Kenya’s Equity Bank plans to optimize diversified revenue strategy as it shifts its focus to non-funded earnings to boost performance.
The lender’s non-funded income grew by 21 per cent from Kes 5.2billion to Kes 6.3billion reducing the effects of reduced interest income on total income. The net effect of these resulted in only a 3 per cent reduction in total income to Kes15.2billion from Kes 15.6billion.
Speaking during the release of 2017 Q1 financial results, Equity Bank CEO Dr. James Mwangi said that, the shift to non-funded income has increased and enhanced the quality of earnings significantly by reducing the risked income to non- risked income. The contribution by non-funded income have surpassed this year’s target of 40% to record a 42% growth making it a game changer for the bank.

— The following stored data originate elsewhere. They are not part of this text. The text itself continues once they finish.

PR #22463, opened 2021-11-11
Implemented function return_piecewise for evaluating limit when z0 is passed as Symbol

### LINKED ISSUE #21029: Limits involving division by x
Take the function `(sinh(x)+cosh(x)-1)/4`.  This function when divided by `x`, has a limit of 1/4 at 0:

```
In [77]: cc=(sinh(x)+cosh(x)-1)/4                                                                                                                  

In [78]: limit(cc/x,x,0)                                                                                                                           
Out[78]: 1/4

```

However, when the limit is taken as "`x` approaches a symbol" such as `z`, the result of `limit` doesn't take account the fact that `z` could be 0:

```
In [79]: limit(cc/x,x,z)                                                                                                                           
Out[79]: 
 z    
ℯ  - 1
──────
 4⋅z  

In [80]: limit(cc/x,x,z).subs(z,0)                                                                                                                 
Out[80]: nan
```

In this case the correct solution to the limit would be a piecewise function:

- 1/4 if `z` = 0.
- `(exp(z) - 1)/(4*z)` otherwise.

anutosh491:

Fixes #21029

Currently on Master

```
from sympy import *
x = Symbol('x')
z = Symbol('z')
>>> limit((exp(x)-1)/x, x, z) # Not the correct output 
(exp(z) - 1)/z
>>> limit((exp(x)-1)/x, x, z).subs(z, 0)
nan
>>> limit(ln(1+x)/x, x, z)
log(z + 1)/z
>>> limit(ln(1+x)/x, x, z).subs(z, 0) 
nan
>>> limit(sin(x)/x, x, z)
sin(z)/z
>>> limit(sin(x)/x, x, z).subs(z, 0)
nan
```
Hence whenever the point is passed as Symbol , we get wrong answers for the same . This is because the returned answers need a piecewise output and something like `sin(z)/z` is not the correct output for  `limit(sin(x)/x, x, z)`. This had to be addressed through a piecewise implementation as discussed in the issue .
The issue reported is basically the same thing 
```
In [79]: limit(cc/x,x,z)                                                                                                                           
Out[79]: 
 z    
ℯ  - 1
──────
 4⋅z  

In [80]: limit(cc/x,x,z).subs(z,0)                                                                                                                 
Out[80]: nan
```

So as I couldn't find any explicit check for `z0.is_Symbol` in `limits.py`, I realized something like this hasn't been implemented yet. Hence I've added a function `return_peicewise` and I've added a check at whichever places we could get an expression like above as output ! The implemented function would return a Piecewise Limit Function with a limit check at all concerned points starting from `-oo` to `oo`
Some examples being

```
>>> limit(sin(x)/x, x, z)
Piecewise((1, Eq(z, 0)), (sin(z)/z, True))
>>> limit(sin(x)/x, x, z).subs(z, 0)
1

>>> limit( sin(x)/(x**2 -4) , x, z)
Piecewise((oo, Eq(z, -2) | Eq(z, 2)), (sin(z)/((z - 2)*(z + 2)), True))

>>> limit((1- cos(x))/x**2, x, z)
Piecewise((1/2, Eq(z, 0)), (-(cos(z) - 1)/z**2, True))

>>> limit(1/(5 - x)**3, x, z, dir="+")
Piecewise((-oo, Eq(z, 5)), ((5 - z)**(-3), True))

>>> limit(1/(5 - x)**3, x, z, dir="-")
Piecewise((oo, Eq(z, 5)), ((5 - z)**(-3), True))

>>> limit(log(1 + x)/x, x, z)
Piecewise((0, Eq(z, -oo)), (oo, Eq(z, -1)), (1, Eq(z, 0)), (0, Eq(z, oo)), (log(z + 1)/z, True))

>>> limit((1 + x)/x, x, z)
Piecewise((1, Eq(z, -oo)), (oo, Eq(z, 0)), (1, Eq(z, oo)), ((z + 1)/z, True))

>>> limit((1 + 1/x)**x, x, z)
Piecewise((E, Eq(z, -oo)), (1, Eq(z, 0)), (E, Eq(z, oo)), ((1 + 1/z)**z, True))

>>> limit((1 + 1/(x**2 -4))**x, x, z)
Piecewise((1, Eq(z, -oo)), (0, Eq(z, -2)), (oo, Eq(z, 2)), (1, Eq(z, oo)), ((z**2/(z**2 - 4) - 3/(z**2 - 4))**z, True))

>>> limit((5**(1/x) + 3**(1/x))**x, x, z)
Piecewise((5, Eq(z, 0)), ((exp(log(3)/z) + exp(log(5)/z))**z, True))

>>> limit((sinh(x) + cosh(x) -1)/(4*x), x, z)    # this is the issue being solved above
Piecewise((1/4, Eq(z, 0)), (oo, Eq(z, oo)), ((exp(z) - 1)/(4*z), True))
>>> limit((sinh(x) + cosh(x) -1)/(4*x), x, z).subs(z, 0)
1/4

>>> limit(exp(1/x) , x, z)
Piecewise((oo, Eq(z, 0)), (exp(1/z), True))

>>> limit(1/sqrt(x), x, z, dir='-')
Piecewise((-oo*I, Eq(z, 0)), (1/sqrt(z), True))
```

I realized that explicit checks at `-oo` and `oo` are quite important because
1) They won't be coming under singularities usually 
2) Secondly this would lead to wrong answers . For eg if we don't have a check for them
```
>>> limit((1 + x)/x, x, z)
Piecewise((oo, Eq(z, 0)), ((z + 1)/z, True))
>>> limit((1 + x)/x, x, z).subs(z, oo)
nan
```

#### Other comments

The implementation currently works only for expressions have finite discontinuities but I feel this could be extended for expressions having periodic infinite discontinuities . Hence for something like an `imageset` for eg `limit(tan(x)/x, x, z)` or  `limit(tan(x), x, z)`  where we have a periodic repetition of discontinuous points , we could maybe try to calculate limit at the first point and generalize it overall !!
```
>>>singularities(tan(x)/x , x)
Union(FiniteSet(0), ImageSet(Lambda(_n, 2*_n*pi + pi/2), Integers), ImageSet(Lambda(_n, 2*_n*pi + 3*pi/2), Integers))
```
I wasn't sure how one could maybe implement this due to my inexperience with the ` Solvers` Module. Can we somehow get the generalized expression from the `ImageSet` ??  . Also I'll add tests as soon as the first set of review is done ! 

#### Release Notes

* series
  * Added Piecewise implementation for limit evaluation at symbolic points


sympy/series/limits.py
```diff
@@ -128,6 +128,47 @@ def heuristics(e, z, z0, dir):
...
+    Piecewise((1, Eq(z, 0)), (sin(z)/z, True))
+    >>> limit(log(x + 1)/x, x, z)
+    Piecewise((0, Eq(z, -oo)), (oo, Eq(z, -1)), (1, Eq(z, 0)), (0, Eq(z, oo)), (log(z + 1)/z, True))
+    >>> limit((1 + 1/(x**2 -4))**x, x, z)
+    Piecewise((1, Eq(z, -oo)), (0, Eq(z, -2)), (oo, Eq(z, 2)), (1, Eq(z, oo)), ((z**2/(z**2 - 4) - 3/(z**2 - 4))**z, True))
+    >>> limit(1/(5 - x)**3, x, z, dir="-")
+    Piecewise((oo, Eq(z, 5)), ((5 - z)**(-3), True))
+
+    """
+    from sympy import singularities, Eq, Piecewise, FiniteSet
```
oscargus, line 153: Please use more precis import locations.

sympy/series/limits.py
```diff
@@ -128,6 +128,47 @@ def heuristics(e, z, z0, dir):
     return rv
 
 
+def return_piecewise(expr, z0, cdir):
```
oscargus, line 131: I would call this `_return_piecewise` to indicate that it is for internal use.

sympy/series/limits.py
```diff
@@ -128,6 +128,47 @@ def heuristics(e, z, z0, dir):
...
+    """Helper function to evaluate limits when the point, ``z0``, is passed as a Symbol.
+    Returns the limit in piecewise form over the complete real number line from
+    Negative Infinity to Positive Infinity.
+
+    Note:This method is currently implemented for expressions having finite discontinuities.
+
+    Examples
+    ========
+
+    >>> from sympy import limit, sin, log
```
oscargus, line 141: It probably makes sense to actually import and use the new function here and/or add an example in `limit` showing that it can handle symbolic points.

sympy/series/limits.py
```diff
@@ -128,6 +128,47 @@ def heuristics(e, z, z0, dir):
     return rv
 
 
+def return_piecewise(expr, z0, cdir):
+    """Helper function to evaluate limits when the point, ``z0``, is passed as a Symbol.
+    Returns the limit in piecewise form over the complete real number line from
+    Negative Infinity to Positive Infinity.
+
+    Note:This method is currently implemented for expressions having finite discontinuities.
```
oscargus, line 136: Space after :

sympy/series/limits.py
```diff
@@ -283,6 +324,8 @@ def set_signs(expr):
                 if ex > 0:
                     return S.Zero
                 elif ex == 0:
+                    if z0.is_Symbol and not z0 in e.free_symbols:
+                        coeff = return_piecewise(coeff, z0, cdir)
```
oscargus, line 328: `return return_piecewise(...`

(which probably shows that the name is actually not that good, maybe `_limit_for_symbolic_point` or something similar?)

oscargus:
Nice idea! I left some comment on the code.

anutosh491:
> Nice idea! I left some comment on the code.

Thanks @oscargus for the extensive review. I had just pushed a general code for review , will go through all suggestions and make requested changes

sympy/series/limits.py
anutosh491: Yeah makes much more sense than what something like `return_piecewise` would convey . The name suggested justifies the work correctly !

sympy/series/limits.py
anutosh491: Yeah makes sense that we should be adding couple of exams in limit docstring too !

anutosh491:
ping @jksuom for review

anutosh491:
ping @0sidharth for review !

sympy/series/limits.py
```diff
@@ -128,6 +134,50 @@ def heuristics(e, z, z0, dir):
...
+            piecewise_list += [(limit(expr, z0, S.NegativeInfinity),Eq(z0, S.NegativeInfinity))]
+        for singularity in singularities(expr, z0):
+            piecewise_list.append((limit(expr, z0, singularity, dir),Eq(z0, singularity)))
+        if limit(expr, z0, S.Infinity) != expr.subs(z0, S.Infinity):
+            piecewise_list += [(limit(expr, z0, S.Infinity),Eq(z0, S.Infinity))]
+        piecewise_list += [(expr,True)]
+        expr = Piecewise(*piecewise_list)
+        return expr
+    else:
+        return expr
```
0sidharth, line 179:
```suggestion
    return expr
```

sympy/series/limits.py
```diff
@@ -360,4 +414,6 @@ def set_signs(expr):
             if r is None:
                 return self
 
+        if z0.is_Symbol and not z0 in e.free_symbols:
+            return _limit_for_symbolic_point(r, z0, cdir)
```
0sidharth, line 418: Can this just be called once sometime before gruntz, instead of having 3 different locations to call it?

sympy/series/limits.py
```diff
@@ -315,6 +367,8 @@ def set_signs(expr):
                 if ex.is_positive:
                     return S.Zero
                 elif ex == 0:
```
0sidharth, line 369: `is_meromorphic` and `z0 is S.Infinity` block have this else part quite similar, is it possible to move this code to a new heuristic function (`_limit_from_leading_term`) and use that as a substitute for both? Will decrease code repetition

sympy/series/limits.py
```diff
@@ -128,6 +134,50 @@ def heuristics(e, z, z0, dir):
...
+        piecewise_list = []
+        if cdir == 1:
+            dir = "+"
+        elif cdir == -1:
+            dir = "-"
+        if limit(expr, z0, S.NegativeInfinity) != expr.subs(z0, S.NegativeInfinity):
+            piecewise_list += [(limit(expr, z0, S.NegativeInfinity),Eq(z0, S.NegativeInfinity))]
+        for singularity in singularities(expr, z0):
+            piecewise_list.append((limit(expr, z0, singularity, dir),Eq(z0, singularity)))
+        if limit(expr, z0, S.Infinity) != expr.subs(z0, S.Infinity):
```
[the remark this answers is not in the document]
anutosh491: Yeah can be done,  I just thought of checking through all relevant points systematically ( `-oo` followed by singulairites followed by `oo`) , Would return outputs in a systematic order I guess through the whole number line!

sympy/series/limits.py
anutosh491: Yeah but only if somehow I could implement the suggestion below , otherwise would have to use it seperately for both the `is_meromorphic` and ` z0 is S.Infinity` blocks

sympy/series/limits.py
anutosh491: I'll try this out and get back !

anutosh491:
ping @jksuom for review

0sidharth:
A Release Notes Entry is needed here too. Please go through the guidelines about when they are needed, most of your PRs need one.

sympy/series/limits.py
0sidharth: Yes, I meant the entire `else` block, which includes `if ex.is_positive` and everything below

anutosh491: Oh okay I got what you were trying to convey . Nope no wrong answers really , atleast I couldn't find one while running the test locally and also mathematically shouldn't make much difference . I'll make a commit sometime soon for this . Thanks

anutosh491:
I've also tried to add a condition block for dealing with bi-directional limits. The basic procedure is to compare the left side sided symbolic limit and the right sided symbolic limit. If both are equal , we return the result (the left limit in my case) and if there are differences in between the limits we raise nan error pointing out  equality conditions at which the symbolic limits would not be equal 
Some examples where we raise `ValueError`
```
>>> limit(1/(5 - x)**3, x, z, dir="+-")
ValueError: Limit at following equalities do not exist : [Eq(z, 5)]

>>> limit(1/x, x, z, dir = '+-')
ValueError: Limit at following equalities do not exist : [Eq(z, 0)]

>>> limit((x**3 + 2*x + 1)/(x**2 -1), x, z, dir = '+-')
ValueError: Limit at following equalities do not exist : [Eq(z, -oo) | Eq(z, -1) | Eq(z, 1), Eq(z, oo)]

>>> limit((1 + x)/x, x, z, dir = '+-')
ValueError: Limit at following equalities do not exist : [Eq(z, 0)]
```

And others which work perfectly are 
```
>>> limit((1 - cos(x))/x**2, x, z, dir = '+-')
Piecewise((1/2, Eq(z, 0)), (-(cos(z) - 1)/z**2, True))

>>> limit( sin(x)/x, x, z, dir = '+-')
Piecewise((1, Eq(z, 0)), (sin(z)/z, True))
```

sympy/series/limits.py
anutosh491: I have implemented a basic layout for this ,You could surely review this now !

anutosh491:
The latest commit removes equalities at` oo` and `-oo` at which obviously directional limits are equal . The commit before this was comparing the `args` of the right handed limit and the left handed limit and whichever was different it was giving that as output but we may have expressions as type `or`  and some other types too which would eventually hold on to equality at `oo` and `-oo`
If you don't fully relate to what I say here's an example
```
>>> x = Symbol('x')
>>> z = Symbol('z')
>>> limit((x**3 + 2*x + 1)/(x**2 -1), x, z, dir = '+-')
# This basically evaluates the limit((x**3 + 2*x + 1)/(x**2 -1), x, z, dir = '+') and limit((x**3 + 2*x + 1)/(x**2 -1), x, z, dir = '-')


>>> limit((x**3 + 2*x + 1)/(x**2 -1), x, z, dir = '+')
Piecewise((-oo, Eq(z, -oo)), (oo, Eq(z, -1) | Eq(z, 1) | Eq(z, oo)), ((z**3 + 2*z + 1)/(z**2 - 1), True))

>>> limit((x**3 + 2*x + 1)/(x**2 -1), x, z, dir = '-')
Piecewise((-oo, Eq(z, -oo) | Eq(z, -1) | Eq(z, 1)), (oo, Eq(z, oo)), ((z**3 + 2*z + 1)/(z**2 - 1), True))
```
Now if we compares args obviously `(-oo, Eq(z, -oo))` and `(-oo, Eq(z, -oo) | Eq(z, -1) | Eq(z, 1)` are different and when evaluating such limits at singularities we may encounter expression of such type in this case of `Or` type . Similarly the second expression 
`(oo, Eq(z, -1) | Eq(z, 1) | Eq(z, oo))` and `(oo, Eq(z, oo))` are different and hence the answer for some cases was also including limits at `oo` and `-oo` even though they are same , hence the commit explicitly removes them from the equality conditions!

oscargus:
I cannot really say anything regarding the maths except that it seems to work. What happens if you get the symbolic limit of a `Piecewise`?

anutosh491:
Well something like `singularities(type(Piecewise) , sym, Domain)` hasn't been implemented anyway and doesn't return expected results so yeah that's something for the future and that's the reason this won't work but otherwise i'm certainly sure it would work.
Actually I had thought of implementing singularities for Piecewise some days ago . I'll give it a try in another Pr in a couple of days (don't think I should be disturbing this one and maintain the purpose of the Pr) .
Another work for the future is that I'll try to implement symbolic limits for expressions having periodic discontinuities . Being the first we implement limits at symbolic points , I would like to get the basic cases down in this Pr and build on top for other corner cases in following prs !

oscargus:
OK! I was just curious since this returns a Piecewise, so I wondered if it would be a Piecewise of Piecewises or a folded version. But I realize that there are other things limiting this than the current code.

anutosh491:
ping @0sidharth for review!

anutosh491:
hey @oscargus @smichr @jksuom I am satisfied with the changes from my side and and the Pr would almost certainly deals with any case having a finite singularities ! This is ready to go from my side . I have been finding it tough to get any reviews on my pr's on `series` and `concrete` lately but this one I am convinced that it would do it's job correctly !

anutosh491:
```
========================================================================= test process starts =========================================================================
executable:         C:\Users\anuto\anaconda3\envs\sympy-dev\python.exe  (3.9.6-final-0) [CPython]
architecture:       64-bit
cache:              yes
ground types:       python
numpy:              1.20.3
random seed:        18910121
hash randomization: on (PYTHONHASHSEED=1942652505)

sympy\series\tests\test_limits.py[144] ......................f................f........f...............................................f...............................
................                                                                                                                                                   [OK]

================================================== tests finished: 140 passed, 4 expected to fail, in 114.25 seconds ==================================================
```
Not sure why the test is failing , doesn't fail for me locally and I also reverted back to the previous commit thinking there was a mistake from my side but just one of the tests from the test function I've added fails but shouldn't

anutosh491:
ping @0sidharth for review ! I believe this is done from my side . I would be glad if this could be reviewed .

anutosh491:
ping @jksuom @0sidharth. I believe this is done from my side ! I would be glad if this can be reviewed !

anutosh491:
ping @jksuom @0sidharth. I believe this is done from my side and could be merged . I would be glad if this can be reviewed !

anutosh491:
ping @czgdp1807 for review!

anutosh491:
ping @jksuom , this looks like good work to me . Haven't heard from you on the pr before . Would be great if you could review !

anutosh491:
Cc: @0sidharth , I would like your views on this Pr, I have tried my best to improve this after the last set of reviews and think I might be good to go but a set of reviews would do great !

anutosh491:
ping @jksuom for review !

anutosh491:
@0sidharth @oscargus what are your thoughts on this Pr ? I feel this is good work and could go in after a set of reviews from your side . There have been some good reviews already by you'll on this but haven't heard on since then !

anutosh491:
Hey @oscarbenjamin 

This is one of my PRs from long back. I've seen that you've suggested all general results (maybe in piecewise form) being returned for series/limits. The idea here was somewhere along those lines. I would be glad if you can go through the PR [description ](https://github.com/sympy/sympy/pull/22463#issue-1050525512) and tell me if this might be worth a try.

oscarbenjamin:
I think it is reasonable that Piecewise might be needed if the limit point is a symbol or more generally some expression.

I'm not sure in general though whether a Piecewise is better than an unevaluated limit. There is always a tricky balance with this because using Piecewise seems nice in simple examples and when there are few cases but can explode if there are many difference cases that need to be considered.

It seems like the real work here is being done by the `singularities` function. I'm not sure how exactly that function works and when it can be expected to succeed.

The sustainable initiatives that the bank has employed for the past one year, are now paying off through improved performance directly linked to its strategy. Part of this initiatives include the mobile banking strategy where transactions have grown by 75 % to KShs 308.8mn up from KShs 176.9Mn.
Equity’s diaspora remittances are up 79% to Kshs 130.1mn from Kshs 72.5mn;Trade Finance income has increased by 78% to KShs 282.8mn from KShs 159mn, Swifts, RTGS has grown by 28%, and agency banking by 19 % while merchant commissions up by 8%.
Moving forward, the bank also plans to grow treasury, forex and fixed income trading to be part of growing list of alternative revenue streams. This reflects a scalable and sustainable plan by the lender as it grows its revenue lines to compensate for the interest income which has been affected by the rates capping.
During the first quarter of the year, Equity has emerged as the most profitable bank in Kenya with a profit before tax of Kshs 6.9Bn.